• Activity
Which of the lines below contain the string "preconditionDistributedCells"? Copy each one.

Saved data entries:
○ ○ ○ ○ ○ ○ ○

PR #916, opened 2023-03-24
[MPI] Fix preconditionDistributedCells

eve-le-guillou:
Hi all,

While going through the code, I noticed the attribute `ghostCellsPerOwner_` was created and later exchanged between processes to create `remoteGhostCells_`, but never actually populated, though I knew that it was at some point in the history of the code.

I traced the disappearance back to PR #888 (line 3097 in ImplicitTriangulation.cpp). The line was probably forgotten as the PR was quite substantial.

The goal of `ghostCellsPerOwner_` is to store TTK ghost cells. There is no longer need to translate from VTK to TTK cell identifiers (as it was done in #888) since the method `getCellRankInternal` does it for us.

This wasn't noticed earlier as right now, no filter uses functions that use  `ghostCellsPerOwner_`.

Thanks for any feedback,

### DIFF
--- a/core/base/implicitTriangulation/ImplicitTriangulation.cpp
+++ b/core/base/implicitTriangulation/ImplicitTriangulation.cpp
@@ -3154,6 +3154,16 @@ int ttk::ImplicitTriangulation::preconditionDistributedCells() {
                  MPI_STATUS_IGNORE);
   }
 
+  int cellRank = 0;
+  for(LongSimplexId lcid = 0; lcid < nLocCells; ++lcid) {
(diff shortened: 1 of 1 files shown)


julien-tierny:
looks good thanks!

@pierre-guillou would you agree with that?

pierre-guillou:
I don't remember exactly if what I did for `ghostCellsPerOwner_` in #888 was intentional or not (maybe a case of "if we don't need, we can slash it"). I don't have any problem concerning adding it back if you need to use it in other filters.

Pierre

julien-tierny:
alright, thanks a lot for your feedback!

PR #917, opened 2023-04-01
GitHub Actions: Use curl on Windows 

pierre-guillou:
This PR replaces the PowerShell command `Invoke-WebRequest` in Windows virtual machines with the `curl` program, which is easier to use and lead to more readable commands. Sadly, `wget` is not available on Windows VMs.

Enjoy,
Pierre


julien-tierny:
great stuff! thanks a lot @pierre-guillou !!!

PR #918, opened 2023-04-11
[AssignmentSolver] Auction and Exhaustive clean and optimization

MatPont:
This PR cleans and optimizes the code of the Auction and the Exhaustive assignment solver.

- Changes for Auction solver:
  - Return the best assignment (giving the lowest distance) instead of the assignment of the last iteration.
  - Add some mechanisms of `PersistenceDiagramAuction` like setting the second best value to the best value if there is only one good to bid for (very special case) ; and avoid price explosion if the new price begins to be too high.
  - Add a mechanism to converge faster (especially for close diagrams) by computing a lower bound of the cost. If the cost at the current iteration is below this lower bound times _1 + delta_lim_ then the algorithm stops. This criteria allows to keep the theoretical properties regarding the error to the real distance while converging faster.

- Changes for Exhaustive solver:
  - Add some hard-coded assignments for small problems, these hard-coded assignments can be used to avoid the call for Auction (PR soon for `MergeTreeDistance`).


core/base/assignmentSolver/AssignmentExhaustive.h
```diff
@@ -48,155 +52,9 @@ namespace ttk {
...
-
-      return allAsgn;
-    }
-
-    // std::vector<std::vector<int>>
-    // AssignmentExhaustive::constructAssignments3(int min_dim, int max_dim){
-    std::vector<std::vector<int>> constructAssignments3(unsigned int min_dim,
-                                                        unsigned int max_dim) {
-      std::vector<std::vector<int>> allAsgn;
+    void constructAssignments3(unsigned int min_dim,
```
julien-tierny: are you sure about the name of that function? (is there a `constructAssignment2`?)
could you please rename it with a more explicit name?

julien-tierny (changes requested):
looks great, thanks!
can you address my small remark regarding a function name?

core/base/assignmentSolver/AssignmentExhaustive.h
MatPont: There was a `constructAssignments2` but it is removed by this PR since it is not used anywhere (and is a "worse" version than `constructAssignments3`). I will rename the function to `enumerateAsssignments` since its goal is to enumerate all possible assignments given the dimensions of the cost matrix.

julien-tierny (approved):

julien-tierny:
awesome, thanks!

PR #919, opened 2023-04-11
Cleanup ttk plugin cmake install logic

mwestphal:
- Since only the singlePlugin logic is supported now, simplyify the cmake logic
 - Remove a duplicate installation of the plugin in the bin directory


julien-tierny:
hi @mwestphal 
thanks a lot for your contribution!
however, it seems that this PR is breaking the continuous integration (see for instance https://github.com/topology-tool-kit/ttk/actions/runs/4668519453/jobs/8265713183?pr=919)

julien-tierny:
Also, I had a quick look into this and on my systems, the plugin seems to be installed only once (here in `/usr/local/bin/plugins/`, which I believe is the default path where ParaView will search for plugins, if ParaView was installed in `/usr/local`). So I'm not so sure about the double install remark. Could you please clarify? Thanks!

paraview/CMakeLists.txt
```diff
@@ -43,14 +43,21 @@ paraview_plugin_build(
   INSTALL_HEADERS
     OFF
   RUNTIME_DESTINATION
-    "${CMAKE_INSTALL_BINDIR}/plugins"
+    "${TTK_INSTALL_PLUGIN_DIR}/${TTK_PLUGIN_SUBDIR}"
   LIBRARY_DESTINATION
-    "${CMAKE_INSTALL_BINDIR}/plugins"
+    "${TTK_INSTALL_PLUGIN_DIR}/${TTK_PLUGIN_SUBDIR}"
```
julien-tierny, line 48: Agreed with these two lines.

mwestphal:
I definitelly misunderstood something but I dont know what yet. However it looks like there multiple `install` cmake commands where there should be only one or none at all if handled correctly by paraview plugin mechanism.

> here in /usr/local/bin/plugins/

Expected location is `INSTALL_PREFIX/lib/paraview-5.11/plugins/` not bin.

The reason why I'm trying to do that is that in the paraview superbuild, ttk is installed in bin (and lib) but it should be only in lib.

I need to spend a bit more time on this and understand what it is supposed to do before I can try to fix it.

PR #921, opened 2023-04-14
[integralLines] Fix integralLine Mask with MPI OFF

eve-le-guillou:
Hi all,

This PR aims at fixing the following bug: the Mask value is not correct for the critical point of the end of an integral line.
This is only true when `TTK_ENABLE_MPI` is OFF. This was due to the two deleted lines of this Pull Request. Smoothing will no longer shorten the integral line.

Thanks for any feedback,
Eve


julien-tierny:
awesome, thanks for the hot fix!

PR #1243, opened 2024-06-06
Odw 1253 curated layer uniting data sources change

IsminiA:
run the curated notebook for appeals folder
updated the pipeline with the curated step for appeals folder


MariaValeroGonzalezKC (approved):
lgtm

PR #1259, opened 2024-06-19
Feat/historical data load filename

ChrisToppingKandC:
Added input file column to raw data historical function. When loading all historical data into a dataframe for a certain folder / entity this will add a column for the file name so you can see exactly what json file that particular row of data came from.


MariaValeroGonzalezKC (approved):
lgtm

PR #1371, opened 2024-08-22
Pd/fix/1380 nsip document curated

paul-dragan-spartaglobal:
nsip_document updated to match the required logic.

○ ○ ○ ○ ○ ○ ○

• Answer for this exercise
[MPI] Fix preconditionDistributedCells
@@ -3154,6 +3154,16 @@ int ttk::ImplicitTriangulation::preconditionDistributedCells() {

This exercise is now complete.